Segment Start: Dataset excerpts

PR #519, opened 2026-04-21
Fix multi-header handling in shelf_proxy

mdebbar:
Because `shelf_proxy` uses `http.Response.headers`, all the multi-headers are merged into a single header. This is causing the issue filed at: https://github.com/flutter/flutter/issues/178582

The fix is to use `http.Response.headersSplitValues` which preserves multi-headers in a `Map<String, List<String>>`.

### DIFF
--- a/pkgs/shelf_proxy/lib/shelf_proxy.dart
+++ b/pkgs/shelf_proxy/lib/shelf_proxy.dart
@@ -44,6 +44,9 @@ Handler proxyHandler(Object url, {http.Client? client, String? proxyName}) {
       ..followRedirects = false;
 
     serverRequest.headersAll.forEach((name, values) {
+      // The Cookie header is special: multiple cookies are joined with a
+      // semicolon and a space, while other headers use a comma.
+      // See https://datatracker.ietf.org/doc/html/rfc6265#section-5.4
       clientRequest.headers[name] =
           values.join(name.toLowerCase() == 'cookie' ? '; ' : ', ');
     });
@@ -76,7 +79,7 @@ Handler proxyHandler(Object url, {http.Client? client, String? proxyName}) {
 
     // If the original response was gzipped, it will be decoded by [client]
     // and we'll have no way of knowing its actual content-length.
-    if (headers['content-encoding'] == 'gzip') {
+    if (headersAll['content-encoding']?.contains('gzip') ?? false) {
       headersAll.remove('content-encoding');
       headersAll.remove('content-length');
 
--- a/pkgs/shelf_proxy/lib/shelf_proxy.dart
+++ b/pkgs/shelf_proxy/lib/shelf_proxy.dart
@@ -61,48 +61,47 @@ Handler proxyHandler(Object url, {http.Client? client, String? proxyName}) {
         .whenComplete(clientRequest.sink.close)
         .ignore();
     final clientResponse = await nonNullClient.send(clientRequest);
-
-    final responseHeaders =
+    final headers = clientResponse.headers;
+    final headersAll =
         Map<String, List<String>>.from(clientResponse.headersSplitValues);
 
     // Add a Via header. See
     // http://www.w3.org/Protocols/rfc2616/rfc2616-sec14.html#sec14.45
-    responseHeaders.update('via', (values) => [...values, '1.1 $proxyName'],
+    headersAll.update('via', (values) => [...values, '1.1 $proxyName'],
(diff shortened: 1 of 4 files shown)


pkgs/shelf_proxy/lib/shelf_proxy.dart
```diff
@@ -41,9 +41,13 @@ Handler proxyHandler(Object url, {http.Client? client, String? proxyName}) {
     // http://www.w3.org/Protocols/rfc2616/rfc2616-sec9.html#sec9.8
     final requestUrl = uri.resolve(serverRequest.url.toString());
     final clientRequest = http.StreamedRequest(serverRequest.method, requestUrl)
-      ..followRedirects = false
-      ..headers.addAll(serverRequest.headers)
-      ..headers['Host'] = uri.authority;
+      ..followRedirects = false;
+
+    serverRequest.headersAll.forEach((name, values) {
```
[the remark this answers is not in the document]
mdebbar: @gemini-code-assist according to the [CHANGELOG](https://pub.dev/packages/shelf/changelog), `package:shelf` added support for `headersAll` in version `0.7.6`.

pkgs/shelf_proxy/lib/shelf_proxy.dart
```diff
@@ -57,42 +61,48 @@ Handler proxyHandler(Object url, {http.Client? client, String? proxyName}) {
...
     }
 
     // Make sure the Location header is pointing to the proxy server rather
     // than the destination server, if possible.
-    if (clientResponse.isRedirect &&
-        clientResponse.headers.containsKey('location')) {
+    if (clientResponse.isRedirect && responseHeaders.containsKey('location')) {
       final location =
-          requestUrl.resolve(clientResponse.headers['location']!).toString();
+          requestUrl.resolve(responseHeaders['location']!.first).toString();
```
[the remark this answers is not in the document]
mdebbar: Done

pkgs/shelf_proxy/lib/shelf_proxy.dart
```diff
@@ -41,9 +41,13 @@ Handler proxyHandler(Object url, {http.Client? client, String? proxyName}) {
...
     final clientRequest = http.StreamedRequest(serverRequest.method, requestUrl)
-      ..followRedirects = false
-      ..headers.addAll(serverRequest.headers)
-      ..headers['Host'] = uri.authority;
+      ..followRedirects = false;
+
+    serverRequest.headersAll.forEach((name, values) {
+      clientRequest.headers[name] =
+          values.join(name.toLowerCase() == 'cookie' ? '; ' : ', ');
+    });
```
jonasfj, line 52: This seems a bit sketchy, I think it at-least deserves a comment explaining that cookie headers are special.

pkgs/shelf_proxy/lib/shelf_proxy.dart
```diff
@@ -41,9 +41,13 @@ Handler proxyHandler(Object url, {http.Client? client, String? proxyName}) {
     // http://www.w3.org/Protocols/rfc2616/rfc2616-sec9.html#sec9.8
     final requestUrl = uri.resolve(serverRequest.url.toString());
     final clientRequest = http.StreamedRequest(serverRequest.method, requestUrl)
-      ..followRedirects = false
-      ..headers.addAll(serverRequest.headers)
```
jonasfj, line 45: Are we sure that the real problem here isn't that: `shelf.Request.headers` will concatenate headers with a `,`, instead of being aware that `Cookie` headers are _magically_ different 🙈

Granted, I'm not sure if making such change is too breaking. Perhaps we should at-least file the issue.

-----------

Honestly, there is an argument for deprecating `shelf.Request.headers`, in favor of `shelf.Request.headersAll`, because using `shelf.Request.headers` is really a footgun. Granted that is orthogonal to this issue, and doing so rather breaking.

jonasfj (approved):

pkgs/shelf_proxy/lib/shelf_proxy.dart
mdebbar: You're absolutely right. `shelf.Request.headers` is joining `Cookie` headers with a comma which is incorrect. I filed an issue https://github.com/dart-lang/shelf/issues/521.

pkgs/shelf_proxy/lib/shelf_proxy.dart
mdebbar: Done

PR #520, opened 2026-04-22
Optimize hex parsing.

lrhn:
You know I _like_ to optimize things!

The biggest improvement comes from using a `const` string as table. That avoids (potentially) a lazy initialization check on accessing the `_charFlags`. Also, a constant string may have a fixed location in memory.

Negating the "is valid hex" and putting the bit in bit 7 allows using `entry.toSigned(8)`, which a smart compiler should be able to turn into a single sign-extending opcode. (Using `(entry & 0x0F) - (entry & 0x80)` works too.)


pkgs/bottom_shelf/lib/src/utils.dart
```diff
@@ -2,106 +2,126 @@
...
 int parseHex(int byte) {
   assert(byte >= 0 && byte <= 255);
-  // This SEEMS like a lot of code, but it's branchless and in benchmarks it
-  // is faster than a series of `if` checks by 13%
-  final entry = _charFlags[byte];
-  final isValidHex = (entry & 0x10) >> 4;
-  final mask = isValidHex - 1;
-  return (entry & 0x0F) | mask;
+  final entry = _charFlags.codeUnitAt(byte);
+  return entry.toSigned(8);
```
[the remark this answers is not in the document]
lrhn: It's _better_ to use `< 0` than `== -1`. (It optimizes better and is less over-specific.)
(Same goes for `indexOf` and other similar operators!)

That said, I should check that no existing code uses `== -1`. And now I have fixed the code that does.

pkgs/bottom_shelf/lib/src/utils.dart
```diff
@@ -2,106 +2,126 @@
...
-    // isInvalidUrlChar (Bit 7)
-    if (i == 0 || i == 10 || i == 13 || i > 127) {
-      flags |= 0x80;
-    }
-
-    list[i] = flags;
-  }
-  return list;
-}
+// The string above is a string representation of the bytes
```
kevmoo, line 76: well just delete all of this, then.

pkgs/bottom_shelf/lib/src/utils.dart
```diff
@@ -2,106 +2,126 @@
...
-      flags |= 0x10 | (i - 97 + 10);
-    } else if (i >= 65 && i <= 70) {
-      flags |= 0x10 | (i - 65 + 10);
-    }
-    // isInvalidHeaderValueChar (Bit 6)
-    if ((i < 32 && i != 9 && i != 13) || i == 127) {
-      flags |= 0x40;
-    }
+const String _charFlags =
+    '\xf0\xe0\xe0\xe0\xe0\xe0\xe0\xe0\xe0\xa0\xf0\xe0\xe0\xb0\xe0\xe0'
```
kevmoo, line 59: this gives me a headache. I'm amazing that this is more efficient!

pkgs/bottom_shelf/lib/src/utils.dart
lrhn: It can be nice to have, if one ever wants to change the bits. But then, it could be in a file in the `tool/` directory. Let me put it there.

pkgs/bottom_shelf/lib/src/utils.dart
lrhn: It's a "well known trick" for introducing efficient constant tables, since there are no const `Uint8List`, and `codeUnitAt` is highly optimized, `String` is final and constant strings are likely fixed in memory, so lookup can be exceedingly efficient. There should still be a range check on the index, but the length is constant.

Works for both one- and two-byte strings, and allows the compiler to know the size of the value that comes out. It really is like a constant `Uint8List` or `Uint16List`.

See fx:
* https://github.com/dart-lang/sdk/blob/d35440102af337f0b31eaef318591fe087e0e00a/sdk/lib/core/uri.dart#L4432
* https://github.com/dart-lang/core/blob/a23519da36930273f29f0951ed74727eb1d7fe8a/pkgs/characters/lib/src/grapheme_clusters/table.dart#L616

lrhn:
Is working. (But only optimizes hex digit parsing, so probably not the biggest impact on the total numbers.)

PR #536, opened 2026-07-14
fix: join multiple Cookie header values with '; ' instead of ',' (#521)

### LINKED ISSUE #521: `Request.headers` incorrectly joins multiple `Cookie` headers with a comma instead of a semicolon
### Description

According to [RFC 6265 Section 5.4](https://datatracker.ietf.org/doc/html/rfc6265#section-5.4), when a user agent (client) sends multiple cookies to a server, they must be concatenated into a single `Cookie` header field using a **semicolon and a space (`; `)** as a separator.

Currently, `package:shelf` joins all multi-value headers using a **comma (`,`)**, which is the standard for most HTTP headers but is incorrect for `Cookie` headers. This leads to invalid `Cookie` strings when users rely on the `request.headers` map.

### Reproduction

```dart
import 'package:shelf/shelf.dart';

void main() {
  final request = Request('GET', Uri.parse('http://localhost/'), headers: {
    'Cookie': ['session=123', 'theme=dark'],
  });

  // Actual: "session=123,theme=dark"
  // Expected: "session=123; theme=dark"
  print('Cookie header: ${request.headers['cookie']}');
}
```

### Impact

While `headersAll` allows access to the individual values, many middlewares and adapters rely on the simplified `headers` map. When `shelf` is used in a proxy or client-side context (where it must generate a `Cookie` string), the resulting header is non-compliant with RFC 6265, which can cause backend servers or browsers to fail to parse the cookies correctly.

### Proposed Solution

The `joinHeaderValues` utility (or the logic in the `Message` class) should be aware of the header name. If the header is `Cookie` (case-insensitive), it should use `; ` as the joiner instead of `,`.

Note: `Set-Cookie` (response) headers should **never** be joined, but `shelf` already handles this by recommending multiple headers. The primary issue here is the concatenation logic for the request's `Cookie` header.

Yusufihsangorgel:
Fixes #521.

When a message carries multiple `Cookie` header values, the single-value
`headers` map joins them with a comma:

```dart
final request = Request('GET', Uri.parse('http://localhost/'), headers: {
  'Cookie': ['session=123', 'theme=dark'],
});
print(request.headers['cookie']); // session=123,theme=dark
```

The cookie-string grammar of RFC 6265 separates cookie-pairs with `; ` and
does not allow commas, so the joined value is unparseable by servers and
middleware that read `request.headers['cookie']`. This also happens on the
real server path: `dart:io` delivers repeated `Cookie` lines as separate
list entries, which `shelf_io` passes through to `headersAll`, and the
`headers` view then comma-joins them.

The joining happens in `joinHeaderValues` in `lib/src/util.dart`, which
uses `,` unconditionally. Comma is correct for every header except
`Cookie`; RFC 9113 section 8.2.3 specifies that split cookie fields must
be recombined with the two-octet delimiter `; `.

This change gives `joinHeaderValues` an optional `name` parameter and uses
`; ` when the name is `cookie` (case-insensitive). `Headers.singleValues`
and `findHeader` pass the header name through. The two remaining call
sites in `message.dart` join `content-type` and `transfer-encoding` and
are unchanged. `headersAll` is unaffected.

After the change the example above prints `session=123; theme=dark`, and
the same is true end to end for a request sent over a socket with two
`Cookie` lines.

Added a test in `message_test.dart` next to the existing multi-value
header test; it fails with `session=123,theme=dark` before the fix. The
existing "headers with multiple values" test guards that non-cookie
headers still join with a comma. The full `pkgs/shelf` suite passes
(231 tests), and `dart analyze` and `dart format` are clean.

### DIFF
--- a/pkgs/shelf/test/message_test.dart
+++ b/pkgs/shelf/test/message_test.dart
@@ -95,6 +95,22 @@ void main() {
         'content-length': ['0'],
       });
     });
+
+    test('multiple cookie header values are joined with "; "', () {
+      final message = _createMessage(
+        headers: {
+          'Cookie': ['session=123', 'theme=dark'],
+        },
+      );
+      expect(
+        message.headers,
+        containsPair('cookie', 'session=123; theme=dark'),
+      );
+      expect(
+        message.headersAll,
+        containsPair('cookie', ['session=123', 'theme=dark']),
+      );
+    });
   });
 
   group('context', () {
--- a/pkgs/shelf/CHANGELOG.md
+++ b/pkgs/shelf/CHANGELOG.md
@@ -1,6 +1,9 @@
 ## 1.4.3-wip
 
 * Require `sdk: ^3.9.0`.
+* Join multiple `Cookie` request-header values with `'; '` instead of `','`
+  in the single-value `headers` map, following the cookie-string grammar of
+  [RFC 6265 section 5.4](https://datatracker.ietf.org/doc/html/rfc6265#section-5.4).
 
 ## 1.4.2
 
--- a/pkgs/shelf/lib/src/headers.dart
+++ b/pkgs/shelf/lib/src/headers.dart
@@ -14,7 +14,7 @@ final _emptyHeaders = Headers._empty();
 class Headers extends UnmodifiableMapView<String, List<String>> {
   late final Map<String, String> singleValues = UnmodifiableMapView(
     CaseInsensitiveMap.from(
-      map((key, value) => MapEntry(key, joinHeaderValues(value)!)),
+      map((key, value) => MapEntry(key, joinHeaderValues(value, name: key)!)),
     ),
   );
 
--- a/pkgs/shelf/lib/src/util.dart
+++ b/pkgs/shelf/lib/src/util.dart
@@ -76,12 +76,12 @@ Map<String, Object> removeHeader(Map<String, Object>? headers, String name) {
 String? findHeader(Map<String, List<String>?>? headers, String name) {
   if (headers == null) return null;
   if (headers is ShelfUnmodifiableMap) {
-    return joinHeaderValues(headers[name]);
+    return joinHeaderValues(headers[name], name: name);
   }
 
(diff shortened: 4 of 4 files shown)


kevmoo:
I see tests! I see changelog entries! Amazing! Thank you! Will wait for a "real engineer" to review - @brianquinlan

Yusufihsangorgel:
Thanks, Kevin — appreciate it. Happy to address anything that comes up in Brian's review.

pkgs/shelf/test/message_test.dart
```diff
@@ -95,6 +95,22 @@ void main() {
         'content-length': ['0'],
       });
     });
+
+    test('multiple cookie header values are joined with "; "', () {
```
brianquinlan, line 99: Per https://datatracker.ietf.org/doc/html/rfc6265#section-4.1.1 must literal semicolons in `cookie-value` be replaced with %3B

Is that escaping done at another level?

Yusufihsangorgel: Yes — that escaping (when it happens at all) is done by whoever writes the cookie, not at this layer. RFC 6265 doesn't actually mandate `%3B` or any specific escape: the `cookie-octet` grammar in §4.1.1 excludes `;` entirely, and its guidance for servers that want to store such data is that they "SHOULD encode that data, for example, using Base64" at `Set-Cookie` time. The user agent sends the encoded form back untouched, so in a conforming request `;` only ever appears between cookie-pairs (`cookie-string = cookie-pair *( ";" SP cookie-pair )`, section 4.2.1), which is what keeps the RFC 9113 section 8.2.3 recombination this PR performs unambiguous. shelf keeps treating the values as opaque strings and adds or removes no encoding, same as before this change. A raw `;` inside a value would already be indistinguishable from a pair boundary within a single Cookie line, so the join doesn't create a new case.

brianquinlan (approved):
Thank you very much for the PR!

Yusufihsangorgel:
Thanks for the review and the merge, Brian.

Segment End: Dataset excerpts

* _Required work_
Check each line of the data for "toLowerCase". Copy the lines where it turns up.

* _Result for this exercise_
           values.join(name.toLowerCase() == 'cookie' ? '; ' : ', ');
+          values.join(name.toLowerCase() == 'cookie' ? '; ' : ', ');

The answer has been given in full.